Generally speaking, an encoding can detect \(k\)-bit errors if the minimum Hamming distance is at least \(k+1\), and correct \(k\)-bit errors if the minimum Hamming distance is at least \(2k+1\).
Hamming codes take this idea, combined with the idea of parity bits, and allow the parity bits to overlap. More specifically, they follow this algorithm:
- When transmitting a binary number, use the 1st, 2nd, 4th, 8th, etc. (all powers of two) bits as parity bits, and all other positions as data bits.
- The parity bit at \(2^n\) is the sum of all bits (taken modulo 2) whose positions have the \(n\)th least significant bit set to 1. For example, the parity bit at 2 is the sum of the bits at positions \(3=11_2, 6=110_2, 7=111_2, 10=1010_2, 11=1011_2, \ldots\), since these positions all have the 2nd rightmost bit set to 1.
- Transmit this entire message. If an error in a data bit occurred, some of the parity bits will show an error (since there would be an odd number of 1s in some of these sets). Their sum is the location of the error. If only one parity bit shows an error, that parity bit was in fact in error.
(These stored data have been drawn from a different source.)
PR #2581, opened 2024-11-30
add support for Morento HY4866-WF

md1986:


custom_components/tuya_local/devices/morento_hy4866_wf.yaml
```diff
@@ -0,0 +1,90 @@
...
+      name: switch
+      type: boolean
+    - id: 3
+      name: preset_mode
+      type: string
+      mapping:
+        - dps_val: sleep
+          value: sleep
+        - dps_val: Auto
+          value: auto
```
make-all, line 20: For some reason fans don't have a predefined "auto" preset, but they have a "smart" preset which is similar. I don't remember the exact details, but I originally took the translated presets from a list that was in the HA fan implementation at the time, but they have since removed. There is also "strong" predefined, which could replace "very high".

custom_components/tuya_local/devices/morento_hy4866_wf.yaml
```diff
@@ -0,0 +1,90 @@
...
+  - entity: sensor
+    name: Filter used
+    category: diagnostic
+    icon: "mdi:ticket-percent-outline"
+    dps:
+      - id: 5
+        name: sensor
+        type: integer
+        unit: "%"
+  - entity: switch
```
make-all, line 47: For child lock, use a lock entity with translation_key "child_lock".

PR #2583, opened 2024-11-30
fix missing .yaml, fix yaml parsing due to "step" in current temp, fix eco/comfort mode

ncd7:
**Note - I realized this was an issue after I updated to latest tuya-local. I suspect perhaps you kept the file non-yaml due to the issues below so feel free to delete this PR if you have other fixes in mind.**

Fixes for:
* missing .yaml extension
* yaml parsing due to "step" in current temp
* eco/comfort mode not being reflected in HA or controllable


make-all:
I've fixed these issues.

PR #2757, opened 2025-01-10
Consolidate dependencies and settings into pyproject.toml

slonopotamus:
Motivation: pyproject.toml is a modern replacement for setup.py/setup.cfg/requirements.txt that aims to fix architectural issues

While the benefit for tyua-local is not very big, at least this change allows to remove duplicate dependencies between requirements.txt and requirements-dev.txt.


.devcontainer/devcontainer.json
```diff
@@ -1,7 +1,7 @@
 {
 	"name": "Tuya Local Dev",
 	"image": "mcr.microsoft.com/devcontainers/python:1-3.13",
-	"postCreateCommand": "pip3 install --user -r requirements.txt",
```
slonopotamus, line 4: For some reason dev dependencies were not installed here, I assume it was a bug.

make-all: Probably. This file was an old contribution from another user, I do not use vscode myself. Probably requirements.txt is enough to get completion working, at least for some imports, but dev is required for unit testing and probably for pulling in the HA imports.

make-all:
I don't see a clear description of what actual problem this is solving.

The new syntax for commands and config files seems more obscure than the simple syntax of the requirements.txt, so I am not sure this is an improvement if it is just to keep up with the latest fashion.

slonopotamus:
Okay, no problem

PR #2773, opened 2025-01-13
Added a device YAML file for the lightless Casafan Eco Genuino

tschiex:
The YAML file has been tested with the corresponding model (1.8 meters diameter model, it's possible that other diameters have different model ids). The information has been extracted from Tuya Cloud Platform.

### DIFF
--- a/custom_components/tuya_local/devices/casafan_ceiling_fan.yaml
+++ b/custom_components/tuya_local/devices/casafan_ceiling_fan.yaml
@@ -1,0 +1,42 @@
+name: Ceiling fan
+products:
+  - id: 000001nbqb
+    name: Casafan Eco Genuino
+primary_entity:
+  entity: fan
+  translation_only_key: fan_with_presets
+  dps:
+    - id: 1
+      type: boolean
+      name: switch
+    - id: 2
+      type: string
+      name: preset_mode
+    - id: 3
+      type: integer
+      name: speed
+      range:
+        min: 1
+        max: 6
+    - id: 8
+      type: string
+      name: direction
+secondary_entities:
+  - entity: select
+    translation_key: timer
+    category: config
+    dps:
+      - id: 22
+        type: string
+        name: option
+        mapping:
+          - dps_val: "off"
+            value: "off"
+          - dps_val: "1hour"
+            value: "1h"
+          - dps_val: "2hour"
+            value: "2h"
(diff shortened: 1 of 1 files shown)


make-all:
This is identical to the already existing reiga_ceiling_fan config.

I would add the new product in, but the product id does not appear to be correct (I think it is taken from "model id" returned by one of the cloud API functions, judging by the format, which is not the same as product id).

tschiex:
Ok. I thought the Cloud model id in the answer of the PAI Query was the correct source. 
The Tuya device id (to be used with the local key) is "bffeb165510fdf5a48vjrq".

make-all:
The product id is neither the device id, nor the model id.

You can find the product id in the same Tuya cloud API functions that return the local key. You can also get it from the local discovery using `python -m tinytuya scan` from a PC on the same network (you may need to `pip install tinytuya` first, and you may need to disable the device in tuya-local to unblock local connections if it is a device that only accepts one local connection at a time). Sometimes the local and cloud product ids are different (the local one seems to always start with "key" in these cases)

tschiex:
Sincere apologies for not RTFM'ing. Did it with tinytuya:

        "product_name": "Ceiling  Fan",
        "product_id": "aktxh7558udrex8a"

Hope I'm doing it the right way now :-)

make-all:
The product id is also identical to the Reiga one, so they are obviously just rebadged.

tschiex:
Thanks. Sorry for generating time losses (four both of us).

BTW, it would be nice if available YAMLs that precisely match the device (same DPs, same Product Id) could be clearly presnted as "matching". When I added the fan, I was presented with a list of several fans models, with just their stripped  filenames.

I selected the casafan one (with lights) hoping it would work based on the brand.
Then, it didn't work and there was no other casafan models. So I decided to create a YAML.

Having matching DPs and ProductId could be enough to select the YAML 'automatically' possibly?

Tuya Local is great! 
I will uninstall Local Tuya this evening.

make-all:
Usually the closest match is highlighted by default.  In this case, there is also another fan with exactly the same dps but only 5 speeds, which cannot be distinguished by a snapshot of current values alone, so it is possible that the reiga one is not selected by default. The product id probably should be taken into account for this process, I guess it could be done by giving a product_id match a score of 101% instead of 100%, so it gets boosted above a perfect dps only match.

PR #2804, opened 2025-01-17
Updated Italian translation

Alokin90:
Corrected and completed setup stages.
Corrected various strings.


Alokin90:
I don't use it but others might still find this useful :)

PR #2812, opened 2025-01-18
Add support for Gosund Dimmer SW2

jcconnell:
Adds support for the [Gosund SW2 Dimmer switch](https://us.ghomesmart.com/products/app-smart-dimmer-switch-sw2).

Tuyas API Explorer output:

### Device details:

```json
{
  "result": {
    "active_time": 1736548924,
    "bind_space_id": "xxx",
    "category": "dj",
    "create_time": 1588141247,
    "custom_name": "Light",
    "icon": "smart/icon/ay1517974017716dABhC/8d518c970a152a978d8c3513bfcdb5bb.png",
    "id": "xxx",
    "ip": "xxx",
    "is_online": true,
    "lat": "xxx",
    "local_key": "xxx",
    "lon": "xxx",
    "model": "",
    "name": "SW2 2",
    "product_id": "qcgkaqmaivuwfwz4",
    "product_name": "SW2-AR",
    "sub": false,
    "time_zone": "-10:00",
    "update_time": 1736548926,
    "uuid": "xxx"
  },
  "success": true,
  "t": 1737243160296,
  "tid": "xxx"
}
```

### Properties:

```json
{
  "result": {
    "properties": [
      {
        "code": "led_switch",
        "custom_name": "",
        "dp_id": 1,
        "name": "",
        "time": 1737241202185,
        "type": "bool",
        "value": true
      },
      {
        "code": "bright_value",
        "custom_name": "",
        "dp_id": 3,
        "name": "",
        "time": 1737182288352,
        "type": "value",
        "value": 167
      },
      {
        "code": "temp_alarm",
        "custom_name": "",
        "dp_id": 101,
        "name": "",
        "time": 1736548932942,
        "type": "bool",
        "value": false
      }
    ]
  },
  "success": true,
  "t": 1737243283469,
  "tid": "xxx"
}
```

### Instruction set

```json
{
  "result": {
    "category": "dj",
    "functions": [
      {
        "code": "switch_led",
        "desc": "switch led",
        "name": "switch led",
        "type": "Boolean",
        "values": "{}"
      },
      {
        "code": "bright_value",
        "desc": "bright value",
        "name": "bright value",
        "type": "Integer",
        "values": "{\"min\":25,\"scale\":0,\"unit\":\"\",\"max\":255,\"step\":1}"
      }
    ]
  },
  "success": true,
  "t": 1737243342447,
  "tid": "xxx"
}
```


tests/devices/test_gosund_SW2_dimmer_switch.py
```diff
@@ -0,0 +1,46 @@
+"""Tests for the switch entity."""
```
make-all, line 1: There is no need to add specific tests for such a simple device. Every additional test added takes additional time, so the practice of adding tests for every device was ended long ago. Now it is only done when there is new features added in the python code.

custom_components/tuya_local/devices/gosund_SW2_dimmer_switch.yaml
```diff
@@ -0,0 +1,28 @@
...
+  - entity: binary_sensor
+    name: Temperature Alarm
+    class: problem
+    category: diagnostic
+    icon: "mdi:thermometer-alert"
+    dps:
+      - id: 101
+        type: boolean
+        name: sensor
+        readonly: true
```
make-all, line 27: readonly is redundant for sensors.

custom_components/tuya_local/devices/gosund_SW2_dimmer_switch.yaml
```diff
@@ -0,0 +1,28 @@
+name: Gosund SW2 Dimmer Switch
```
make-all, line 1: This name should be generic. With such a simple device, there is high likelihood that the config will match other brands.

jcconnell: Got it - what's a good generic choice? `Dimmer Switch`?

custom_components/tuya_local/devices/gosund_SW2_dimmer_switch.yaml
```diff
@@ -0,0 +1,28 @@
...
+        type: boolean
+        name: switch
+      - id: 3
+        type: integer
+        name: brightness
+        range:
+          min: 25
+          max: 255
+  - entity: binary_sensor
+    name: Temperature Alarm
```
make-all, line 19: Naming: HA naming convention is to only capitalise the first word of a device or entity name.

Also, the class may be better as `heat` rather than the more generic `problem`

custom_components/tuya_local/devices/gosund_SW2_dimmer_switch.yaml
make-all: Yes, but following HA naming convention, "Dimmer switch"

The key point is that every bit is encoded in a unique set of parity bits: specifically, the ones for which the binary representation of the bit's position is a 1. For example, the 14th bit is included in the parity bits at 8, 4, and 2, since \(14=1110_2\). If parity bits 8, 4, and 2 show an error, then the 14th bit is in error.
Generally speaking, with \(n\) parity bits, \((2^n-1)-n=2^n-n-1\) bits are usable for data, meaning that up to \(2^{2^n-n-1}\) different members of an alphabet can be encoding using just \(n\) parity bits. This is a vast improvement on repetition codes when \(n>2\); for example, an encoding in which every word needs 4 bits of information (thus up to 16 codewords can be encoded) can be transmitted with 3 parity bits for a total of 7 bits, rather than \(4 \cdot 3=12\) bits from the repetition scheme in the previous section. Since it can correct single-bit errors and detect double-bit errors, this makes Hamming codes far more efficient than repetition codes while achieving the same purpose.
Constructing Hamming codes
Hamming codes can be constructed by hand, but they are much easier to construct using linear algebra. Consider a matrix \(M\) whose columns are all the possible nonzero vectors of parity bits. For example, with 3 parity bits, the matrix is
\[M=\begin{pmatrix}1&1&0&1&1&0&0\\1&0&1&1&0&1&0\\0&1&1&1&0&0&1\end{pmatrix}\]
The order of the columns doesn't matter, but it is convenient to write \(M\) in this form (with the rightmost 3 columns the 3-identity matrix) as the true goal is to find generator matrix \(G\), which satisfies \(MG^T=0\). This can be formed by taking the transpose of the left hand side of \(M\) (the part distinct from the identity matrix), and adding the appropriate identity matrix to the left:
\[G=\begin{pmatrix}1&0&0&0&1&1&0\\0&1&0&0&1&0&1\\0&0&1&0&0&1&1\\0&0&0&1&1&1&1\end{pmatrix}\]
It can easily be checked that this algorithm results in \(MG^T=0\) as desired. A Hamming code then takes a bit-vector \(\overrightarrow{x}\) to \(\overrightarrow{x}G\); e.g.
\[\begin{pmatrix}1&0&1&1\end{pmatrix} \rightarrow \begin{pmatrix}1&0&1&1\end{pmatrix}\begin{pmatrix}1&0&0&0&1&1&0\\0&1&0&0&1&0&1\\0&0&1&0&0&1&1\\0&0&0&1&1&1&1\end{pmatrix}=\begin{pmatrix}1&0&1&1&0&1&0\end{pmatrix}\]
so "1011" is encoded as "1011010".
This results in the Hamming[7,4] code, the original and most famous of the Hamming codes.